For reference, his True Shooting percentage during his championship run with the Raptors was 61.9. When Nikola Jokic — one of the most efficient offensive players in league history — led the Denver Nuggets to the championship last season, his True Shooting percentage was 63.1.
It’s bonkers stuff. And as anyone who watched earlier this season when the Raptors lost to Clippers in Los Angeles and saw Leonard eliminate Scottie Barnes in the fourth quarter can attest, the Clippers star remains one of the most formidable stoppers in the game, too.
“He’s a force of nature,” said Raptors head coach Darko Rajakovic, who was an assistant with the Spurs summer league team the year San Antonio acquired Leonard — unheralded as the 15th-overall pick in the 2011 draft — in a trade with Indiana. “I was able to follow his career from the start, his very first Summer League. It was amazing transformation… he just continues to improve every single year, adding more stuff to his game and obviously one of the best two-way players in the league.”
But for Leonard, the only number that really matters is games played.
Even with the Raptors he was only able to play 60 regular-season games, and while he led the playoffs in minutes played, there were moments during the run when his availability wasn’t certain as he dealt with a persistent knee issue.
Since then, Leonard’s career has been a story of peak performances sandwiched around lengthy injury absences. Leonard was putting up 30.4 points per game and shooting 57.3 per cent during the 2020-21 playoffs before a partially torn ACL ended his post-season in the Western Conference semifinals. He missed all of the 2021-22 season but was back on his game in 2022-23 and had put up a pair of giant performances to open the Clippers' first-round series against the Phoenix Suns but tore the meniscus in the same knee where suffered his ACL injury. His post-season was done early again, with the Clippers being eliminated in the first round shortly after.

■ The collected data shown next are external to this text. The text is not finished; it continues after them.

PR #110, opened 2023-10-06
Replace typeName and columnName

Aflynn50:
Change `typeName` to `valueAccessor` and `columnName` to `columnAccessor`. This change reduces the ambiguity introduced in #101 where both `typeName` and `columnName` had a `name` field that represented a very different thing. The names of the structs and their fields are changed here to reflect more what the values represent in the context of the program rather than what they literally are.


niemeyer (approved):
Thanks for cleaning this up, Alastair.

It's been a different story so far this season. Heading into Friday’s game, he’s played in 38 of the Clippers' 42 starts. He’s played in back-to-backs and has only missed four games total due to a strained hip flexor over Christmas. If he maintains his current pace, Leonard will play 74 games this season, which would tie his career high, set as a 25-year-old with the Spurs in 2016-17 when he finished third in the MVP race.

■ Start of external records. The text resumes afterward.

PR #4530, opened 2026-08-21
Laser Glass Diffusion Attempt #2

AthrunZala33092:
## About the PR

Attempt 2 of attempting to reduce damage of lasers that go through class with vibe coding.

From Ilya:

"if you want to try again, it should:
add DiffuseLayers to hitscan comp
OR those layers with normal raycast layers
check the index of what you hit but now also only select ents for having our normal target layaers
check how many ents with diffusion layers present are before what you hit
i don't expect you to understand this but an LLM would"

If this still bad and can't be adjusted with a minor tweak I'm not trying again and letting someone else do it. The laser stuff is more important to PDV than to me honestly.

EDIT: Nvm, Ilya says it's still bad and needs to be rewritten entirely. Since I can't code, I won't be attempting this again.

## Requirements

- [ ] I have read relevant guidelines/documentation to this PR found on [our devwiki](https://monolith-station.github.io/mono-docs/).
- [ ] I have added media to this PR or it does not require an ingame showcase.
- [ ] I can confirm this PR contains either no AI-generated content, or AI-generated content that meets our guidelines.

## Breaking changes

**Changelog**

### DIFF
--- a/Content.Shared/Physics/CollisionGroup.cs
+++ b/Content.Shared/Physics/CollisionGroup.cs
@@ -24,7 +24,7 @@ public enum CollisionGroup
     InteractImpassable = 1 << 7, // 128 Blocks interaction/InRangeUnobstructed
     // Y dis door passable when all the others impassable / collision.
     DoorPassable       = 1 << 8, // 256 Allows door to close over top, Like blast doors over conveyors for disposals rooms/cargo.
-
+    LaserGlass = 1 << 9,
     MapGrid = MapGridHelpers.CollisionGroup, // Map grids, like shuttles. This is the actual grid itself, not the walls or other entities connected to the grid.
 
     // 32 possible groups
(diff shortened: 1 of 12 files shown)


Content.Shared/Physics/CollisionGroup.cs
Ilya246: no changes needed, this does not need another collision layer

Content.Shared/Weapons/Hitscan/Events/HitscanEvents.cs
```diff
@@ -78,6 +78,9 @@ public record struct HitscanRaycastFiredEvent
     /// Set to true the hitscan is cancelled (e.g. due to reflection).
     /// Cancelled hitscans should not apply damage or trigger follow-up effects.
     /// </summary>
+
+    /// Counts glass layers to reduce hitscan damage.
+    public int DiffuseLayers;
```
Ilya246: should be moved below HitEntities and changed into a PassedEntities hashset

Not surprisingly, having Leonard available and playing at his usual elite level has been a boon for the Clippers. Since starting 3-7, Los Angeles has gone 25-7, the second-best record league-wise over that stretch.

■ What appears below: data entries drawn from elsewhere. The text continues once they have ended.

PR #4571, opened 2026-08-24
Revert "Remove Special Guns"

OneZerooo0:
Reverts Monolith-Station/Monolith#4531

until we actually weaken the available options

### DIFF
--- a/Resources/Prototypes/_Mono/Loadouts/ViperGroup/role_loadouts_vipergroup.yml
+++ b/Resources/Prototypes/_Mono/Loadouts/ViperGroup/role_loadouts_vipergroup.yml
@@ -27,7 +27,7 @@
   - ContractorTrinkets
   - ContractorBureaucracy
   - NFSpeciesSpecific
-# - CivGunCaseSpecial # Mono
+  - CivGunCaseSpecial # Mono
   - ContractorArmorPlates # Mono
 
 - type: roleLoadout
@@ -59,7 +59,7 @@
   - ContractorTrinkets
   - ContractorBureaucracy
   - NFSpeciesSpecific
-# - CivGunCaseSpecial # Mono
+  - CivGunCaseSpecial # Mono
   - ContractorArmorPlates # Mono
 
 - type: roleLoadout
@@ -91,5 +91,5 @@
   - ContractorTrinkets
   - ContractorBureaucracy
   - NFSpeciesSpecific
-# - CivGunCaseSpecial # Mono
+  - CivGunCaseSpecial # Mono
   - ContractorArmorPlates # Mono
--- a/Resources/Prototypes/_NF/Loadouts/role_loadouts.yml
+++ b/Resources/Prototypes/_NF/Loadouts/role_loadouts.yml
@@ -45,7 +45,7 @@
   - MercenaryBalaclava # Mono
   - ContractorFirearm # Mono
   - ContractorMag # Mono
-# - CivGunCaseSpecial # Mono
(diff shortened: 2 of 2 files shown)


SuperGDPWYL:
so we're adding back the unhealthy playtime requirements as well as civilians not having to interact with anyone to start with a T2 faction gun?

SuperGDPWYL:
I do not think special guns, at least in the current state of "GRIND OUT FIFTY REAL-LIFE HOURS PLAYING A SPECIFIC FACTION IN MONOLITH", promote any sort of positive gameplay regardless of what tier they are or what they actually offer.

“It’s been great for us, just having that consistency,” said Clippers head coach Ty Lue when I spoke with him in Los Angeles earlier this month on the same day Leonard signed a three-year contract extension for $153 million. “Just having our guys playing every night. We can fix our rotations, we can understand who plays well together and the perfect fit. … The biggest thing with Kawhi was that this summer, like he always does, he put in the hard work. But it takes a little luck. It’s a tough game and the way he plays the game, injuries are part of it and a big thing in sports. I’m just thankful he’s healthy and all the hard work he’s put in this summer to get to his point has been good for him.”
Of course Leonard is just halfway home. But at this stage it’s hard not to look at the Clippers as a formidable threat in the Western Conference, and with Harden and Paul George and the support of an otherwise deep roster, one that can emerge from the West.
And if the Clippers make the NBA Finals and Leonard is healthy, his ability to close the deal is well documented. Title No. 3 is waiting.
Three is an impressive number to be sure, but as any Raptors fan knows, with Leonard there will always be a question of how many more he could have won.